Libye: le sort des condamnés suspendu?

| Mercredi 20 Décembre 2006



Le sort de cinq infirmières bulgares et d'un médecin palestinien condamnés à mort, mardi, en Libye pour inoculation du virus du sida à des enfants dépend peut-être d'un organisme présidé par un ministre susceptible de donner un autre dénouement à l'affaire, indique le gouvernement.

Tandis que les condamnations internationales commençaient à pleuvoir après le verdict du tribunal, les ministres libyens de la Justice et des Affaires étrangères ont convoqué les journalistes pour expliquer que l'affaire pouvait connaître un tout autre aboutissement une fois terminé le processus d'appel.

Le dernier mot pourrait revenir au Haut Conseil judiciaire, groupe de neuf experts présidé par le ministre de la Justice et pouvant intervenir dans le processus d'appel à un niveau plus élevé que la Cour suprême.

"Ce n'est pas le verdict définitif", a déclaré le ministre des Affaires étrangères Abdel-Rahman Chalgam aux journalistes en compagnie de son collègue de la Justice, Ali Omar Hassnaoui.

La décision de justice, qui n'est que le dernier épisode en date d'une affaire que des experts jugent très politisée, est considérée comme un revers pour les efforts de rapprochement effectués par Tripoli en direction des pays occidentaux.

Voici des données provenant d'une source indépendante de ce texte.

PR #1164, opened 2021-01-19
Docker improvements

shtrom:
* Work around missing `total_rss` in some case (maybe cgroupv2?)
* Show and warn on unhealthy containers separately to those running
* Add a multigraph mode, to reap all the goodness of the wrapper in reducing API calls

### DIFF
--- a/plugins/docker/docker_
+++ b/plugins/docker/docker_
@@ -118,6 +118,10 @@ class ClientWrapper:
         if exclude_re:
             self.exclude = re.compile(exclude_re)
 
+    @property
+    def api(self):
+        return self.client.api
+
     @cached_property
     @sorted_by_creation_date
     def containers(self):
--- a/plugins/docker/docker_
+++ b/plugins/docker/docker_
@@ -169,18 +169,18 @@ class ClientWrapper:
         return self.client.volumes.list()
 
 
-def container_summary(container):
+def container_summary(container, *args):
     summary = container.name
-    attributes = container_attributes(container)
+    attributes = container_attributes(container, *args)
     if attributes:
         summary += f' ({attributes})'
     return summary
 
 
-def container_attributes(container):
+def container_attributes(container, *args):
     attributes = container.image.tags
     attributes.append(container.attrs['Created'])
-    return ', '.join(attributes)
+    return ', '.join(attributes + list(args))
 
 
 def print_containers_status(client):
--- a/plugins/docker/docker_
+++ b/plugins/docker/docker_
@@ -4,8 +4,9 @@
 
 docker_ - Docker wildcard-plugin to monitor a L<Docker|https://www.docker.com> host.
 
-This wildcard plugin provides at the moment only the suffixes C<containers>, C<images>, C<status>,
-C<volumes>, C<cpu>, C<memory> and C<network>.
+This wildcard plugin provides series C<containers>, C<images>, C<status>,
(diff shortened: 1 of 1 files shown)


plugins/docker/docker_
```diff
@@ -193,7 +205,11 @@ def print_containers_status(client):
     dead = []
     for container in client.all_containers:
         if container.status == 'running':
-            running.append(container)
+            state = client.api.inspect_container(container.name)['State']
+            if 'Health' in state and state['Health']['Status'] == 'unhealthy':
```
sumpfralle, line 209: You could simplify this (and add a bit of robustness) with `if state.get('Health', {}).get('Status') == 'unhealthy':` - but this is just a matter of taste ...

plugins/docker/docker_
```diff
@@ -319,155 +509,22 @@ def main():
...
-            print_containers_network(client)
+    if wildcard in series:
+        # dereference the function name by looking in the globals()
+        globals()[wildcard](client, mode)
+    elif wildcard == 'multi':
+        for s in series:
+            print(f'multigraph docker_{s}')
+            globals()[s](client, mode)
+    else:
+        print(f'unknown series ({wildcard})')
```
sumpfralle, line 526: You should redirect error messages via `file=sys.stderr`.

plugins/docker/docker_
```diff
@@ -319,155 +509,22 @@ def main():
...
-                print("{}_up.info {}".format(container.name, container_attributes(container)))
-        else:
-            print_containers_network(client)
+    if wildcard in series:
+        # dereference the function name by looking in the globals()
+        globals()[wildcard](client, mode)
+    elif wildcard == 'multi':
+        for s in series:
+            print(f'multigraph docker_{s}')
+            globals()[s](client, mode)
```
sumpfralle, line 524: I think, specifying a dict (mapping the requested features to their corresponding functions) would be a bit less hacky :)

plugins/docker/docker_
```diff
@@ -319,155 +509,22 @@ def main():
         sys.exit(1)
 
     if mode == "suggest":
-        print("cpu")
-        print("images")
-        print("memory")
-        print("network")
-        print("status")
-        print("volumes")
+        print("multi")
```
sumpfralle, line 512: I like your approach to change the default to *multi* (while keeping the single graphs working). But please add a comment here, why only one of the available wildcard features is announced.
Your future readers (including yourself) will surely appreciate this :)

sumpfralle (commented):
This looks like a good amount of fine changes, thanks!

plugins/docker/docker_
shtrom: Heh, I was hoping to avoid this, the dict is completely redundant code.

sumpfralle:
Thanks!

The hacky usage of `globals()` is really not my taste, but of course, it works :)

From my point of view, these nice improvements are ready to be merged. Or what do you think?
Please rebase your fixup commits - then I will merge them. Thanks!

shtrom:
Heh, fair enough. I added a long comment around the `globals()` use (but kept it q:)

I just rebased and squashed, so it should be good to merge.

sumpfralle:
Yes, that looks like it can be understood by future generations :)
Thank you!

PS: personally I prefer to use the obvious code pattern (a dict) instead of writing a longer comment for a hacky workaround - but this is obviously a matter of taste :)

PR #1165, opened 2021-01-19
initial commit of systemd_mem (v1.0)

paulalexandrow:
The idea is, that systemctl calculates memory consumption quite differently than existing plugins, which usually query /proc/... Hence I wrote this plugin, to monitor what memory a service uses according to systemctl.


plugins/systemd/systemd_mem
```diff
@@ -0,0 +1,121 @@
...
+}
+
+output_usage() {
+    printf >&2 "%s - munin plugin to graph memory usage for systemd services\n" "${0##*/}"
+    printf >&2 "Usage: %s [config]\n" "${0##*/}"
+}
+
+output_autoconf() {
+    missing=0
+    command -v systemctl >/dev/null 2>&1 || missing=1
```
sumpfralle, line 91: You could simplify this, if you like:
```shell
if command -v systemctl >/dev/null 2>&1; then
```

plugins/systemd/systemd_mem
```diff
@@ -0,0 +1,121 @@
...
+        printf "%s.info memory usage\n" "$clean_name"
+    done
+}
+
+output_values() {
+    for service in $(get_services); do
+        clean_name="$(clean_fieldname "$service")"
+        usage=$(systemctl show "$service" --all | grep ^MemoryCurrent= | cut -d '=' -f 2)
+        if [ "$usage" = "[not set]" ]; then
+            usage=0
```
sumpfralle, line 78: Maybe you could use `U` here. Munin would interpret this as *unknown* (e.g. due to an unexpected condition).

plugins/systemd/systemd_mem
```diff
@@ -0,0 +1,121 @@
...
+#%# family=auto
+#%# capabilities=autoconf
+
+=cut
+
+. "$MUNIN_LIBDIR/plugins/plugin.sh"
+
+get_services() {
+    services=${services:-"munin-node"}
+    echo "$services" | awk 'BEGIN{RS=" "}{$1=$1}1'
```
sumpfralle, line 56: What is the purpose of the `awk` filtering here?
Maybe `service=${services:-munin-node}` would be sufficient?

This function feels a bit weird, since it changes its input (as a side-effect due to the non-local variable `services`). Thus multiple invocations of the function *could* (in theory) change the result.

plugins/systemd/systemd_mem
```diff
@@ -0,0 +1,121 @@
...
+        echo "no (systemctl not found)";
+    fi
+}
+
+case $# in
+    0)
+        output_values
+        ;;
+    1)
+        case $1 in
```
sumpfralle, line 104: You should also accept `fetch` as a single argument (for `output_values`).

sumpfralle (commented):

The plugin looks fine to me. Please take a look at my comments below.

plugins/systemd/systemd_mem
paulalexandrow: Afaik systemctl returns `[not set]` only in case a service is just not running. So from a logical point of view, it is not necessarily unexpected and also it _is_ known how much memory is used - zero.

And from a practical point of view, I use a lower alerting limit of 1 on some services to get notified when they stopped running. I know that there are better solutions for that, but it's still a convenient side effect.

plugins/systemd/systemd_mem
paulalexandrow: I am in no way a bourne-pro, so any help is appreciated. What I am trying to achieve is, to get the space separated plugin setting `apache php munin ...` to be newline separated in order to use it later in one of the for-loops. Because there are two of them, I wanted to put the space-to-newline conversion in a function. Could you kindly propose what would be a better way to achieve that?

sumpfralle: You can loop any separator in a `for` loop (see `IFS`: *<space>, <tab> and <newline>*). Thus the conversion is probably not necessary at all?

plugins/systemd/systemd_mem
sumpfralle: Yes, I agree - zero seems to be a reasonable value in this case.

plugins/systemd/systemd_mem
paulalexandrow: Thanks for the hint - i was not aware of `IFS` (and the fact, that `space` is already a default). You were right that the whole part in question could be removed.

sumpfralle:
Thank you!

PR #1171, opened 2021-02-01
[plugins/whois] Add support for multi-domain check

ruliane:
This PR adds support for checking several domains in one plugin, through the DOMAIN environment variable. Plugin is renamed from whois_ to whois, to reflect this change.
It also changes the shellcheck when importing plugin.sh (formerly SC1090, now SC1091).


plugins/network/whois
```diff
@@ -6,35 +6,37 @@
 
 =head1 NAME
 
-whois_ - Plugin to monitor expiry dates of domain in the WHOIS database
+whois - Plugin to monitor expiry dates of domain in the WHOIS database
```
sumpfralle, line 9: Maybe *of domains* (instead of *of domain*)?

plugins/network/whois
```diff
@@ -78,43 +80,48 @@ EOF
...
 	local FIELDNAME
 	local CACHEFILE
 
-	FIELDNAME="$(clean_fieldname "${NAME}")"
+	for NAME in $DOMAINS
+	do
+		FIELDNAME="$(clean_fieldname "${NAME}")"
 
-	CACHEFILE="${MUNIN_PLUGSTATE}/$(basename "${0}").${FIELDNAME}.cache"
+		CACHEFILE="${MUNIN_PLUGSTATE}/$(basename "${0}").${FIELDNAME}.cache"
```
sumpfralle, line 108: I did not look at the new file, but the github visualization indicates, that you are mixing tabs and spaces here (and in some more lines below)?

sumpfralle (commented):
That looks like a good improvement of the plugin!

Please take a look at my minor comments below. Thanks!

plugins/network/whois
ruliane: Right, now fixed.

plugins/network/whois
ruliane: Nope, only tabs are used. I included existing code in a `for` loop and GitHub highlights tabs added for indentation.

sumpfralle:
Thank you!

PR #1172, opened 2021-02-05
Add multigraph plugin for http response codes and times

klaus-tux:
In contrast to using http_responsecode and http_loadtime with the same
configuration, this plugin performs only one request per site and munin
run to gather its statistics.


gnuheidix (approved):
It works great and looks well crafted! :-) I already got rid of the other http_* plugins in my setups.

sumpfralle:
Indeed, the plugin looks fine - thank you for your contribution!

klaus-tux:
> Indeed, the plugin looks fine - thank you for your contribution!

Thank you for merging. I'm pleased that you like it :-)

sumpfralle:
In fact it is one of the very few *new* plugins, being just fine as-is-it-is without the need for (even nitpicking-level) improvements.
Congratulations! :)

klaus-tux:
Thank you :-) I fully understand what you mean. I see it as a result of "standing on the shoulders of giants" in combination with applied software craftsmanship.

Mais les ministres ont déclaré que les six condamnés, qui entendent faire appel auprès de la Cour suprême, pouvaient bénéficier de "garanties extraordinaires".

La justice libyenne a condamné à mort mardi les cinq infirmières bulgares et le médecin palestinien, accusés d'avoir délibérément inoculé le virus du sida, dans un hôpital de Benghazi (nord de la Libye), à 426 enfants libyens, dont 52, sont décédés.

Les cinq infirmières, Kristiana Valtcheva, 48 ans, Nassia Nenova, 40 ans, Valia Tcherveniachka, 55 ans, Valentina Siropoulo, 48 ans, et Snejana Dimitrova, 54 ans, ainsi que le médecin, Ashraf Ahmad Juma, clamaient leur innocence.